I see it as a continuum. The choice of the eucalyptus and its introduction through Cook’s first voyage is just one example of many to understand the processes man uses to shape the land. And this influence that mankind has had and is having on the environment is linked to the history of the human species. Only the scale and the tools have increased its effect on the global ecosystem. But for me, it was interesting to show and understand the many reasons why a plant is found sometimes en masse, in a landscape where it isn’t native. I asked how it was bought to the region, when, for what reasons, how it was used then and how it is used today, and what are the consequences. In the second chapter of my trilogy on the voyages of Cook’s “Resolution”, I take the example of the Norfolk Pine.

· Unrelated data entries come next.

PR #164, opened 2020-01-09
Rename repository

cscetbon:


erdrix:
You change each `cassandra-k8s-operator` into `casskop`, but for instance the docker repository `orangeopensource/casskop` doesn't exist, it won't work.
So, either we only replace `Orange-OpenSource/cassandra-k8s-operator`, or we need to make sure that every reference to `cassandra-k8s-operator` works well once replaced.

allamand:
It’s easy to create the docker repo Casskop

fdehay:
J'ai pas les droits pour le repo docker il faut un owner de l'organisation orangeopensource, j'ai demandé à lal iste gihub...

Brought by Cook on his second voyage, this tree is endemic to a small island in the South Pacific which found itself planted across the globe. The British empire thought it would make good timber for ship masts, only to find out decades later that the fibres couldn’t resist strong winds at sea.

In Endeavour, your photos are so lush and picturesque that as a viewer I want to enter the scene, too. The images seem to give access to an intimate encounter you’re having with nature. How do you find your shooting locations? What makes you decide to take a photo in the moment?

The work is research-based. My photographic process usually starts by finding a location for a specific picture needed in the project. Most of the times I know exactly what I am going to photograph, but I also allow for surprises and explorations. I shoot with a large-format camera. The high level of detail generated by the film is important for the project, but so is the slow process induced by this type of camera, which is key. Taking only one or two pictures per location adds something important to me. I want my pictures to have a certain quietness, but also different ways of reading them. Beyond the initial appearance of naturalness, you can discover the human intervention in the small details.

You exhibited Endeavour at Madrid’s Royal Botanical Garden, my favourite place in the city. What was it like to show your work at a place that’s been importing, studying, and cultivating non-native plants since the mid-18th century?

It is certainly a very special place, and perfect for that project. I have worked closely with botanical gardens and botanists on my projects, so it made perfect sense to have the Endeavour project there. Botanical gardens are key structures in the introduction of species across the world. They have been communicating and exchanging from garden to garden across the globe for centuries. If you take the case of the eucalyptus, it was bought back to England by the botanist Joseph Banks aboard the HMS Endeavour, then to Kew Gardens in London, and from there it went to the botanical gardens in Coimbra, Portugal, where it was named by a French botanist.

Earlier this summer you participated in PhotoEspaña, and you’re currently a resident at the Casa de Velázquez. What are you working on now, and what’s coming up next for you?

The next step for this project after PhotoEspaña will be an exhibition in Avignon at the Collection Lambert for the Viva Villa Festival, which will display works by artists doing residencies abroad (at Villa Medicis, Villa Kujoyama, Casa de Velázquez). And in the meantime, I am developing two more chapters of my trilogy focusing on the two other voyages of James Cook and on the plants that they bought back.